:: What is expected ::
Please write out the data that follows, word for word.

[Entries taken from a collection]

PR #8298, opened 2023-02-20
aws - events - add tags to rule

gnokoheat:
- Problem
  - When c7n resources are deployed, only lambda are applied tags. The events rule must also have the same defined tags applied. Because we are managing resources based on tags. It's probably the same elsewhere.

- Resolved
  - Tags are applied and updated to events rule in the same way as lambda.

### DIFF
--- a/c7n/mu.py
+++ b/c7n/mu.py
@@ -1074,12 +1074,24 @@ class CloudWatchEventSource(AWSEventBase):
         return resource_exists(self.client.describe_rule, Name=rule_name)
 
     @staticmethod
+    def update_tags(old_tags, new_tags):
+        dupl_tags = []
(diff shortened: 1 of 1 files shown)


kapilt:
fwiw, there is some prior art re adding this to other resources, but I think it got forgotten about https://github.com/cloud-custodian/cloud-custodian/pull/6298

gnokoheat:
@kapilt I hope that either of #6298 and #8298 will be applied quickly without further delay. For us who operate tag-based policies, it is very important that tags are applied to deployed all resources and general users cannot control event rules.

gnokoheat:
@kapilt Hello, review it please 😊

:: Answer box ::
PR #8298, opened 2023-02-20
aws - events - add tags to rule

gnokoheat:
- Problem
  - When c7n resources are deployed, only lambda are applied tags. The events rule must also have the same defined tags applied. Because we are managing resources based on tags. It's probably the same elsewhere.

- Resolved
  - Tags are applied and updated to events rule in the same way as lambda.

### DIFF
--- a/c7n/mu.py
+++ b/c7n/mu.py
@@ -1074,12 +1074,24 @@ class CloudWatchEventSource(AWSEventBase):
         return resource_exists(self.client.describe_rule, Name=rule_name)
 
     @staticmethod
+    def update_tags(old_tags, new_tags):
+        dupl_tags = []
(diff shortened: 1 of 1 files shown)


kapilt:
fwiw, there is some prior art re adding this to other resources, but I think it got forgotten about https://github.com/cloud-custodian/cloud-custodian/pull/6298

gnokoheat:
@kapilt I hope that either of #6298 and #8298 will be applied quickly without further delay. For us who operate tag-based policies, it is very important that tags are applied to deployed all resources and general users cannot control event rules.

gnokoheat:
@kapilt Hello, review it please 😊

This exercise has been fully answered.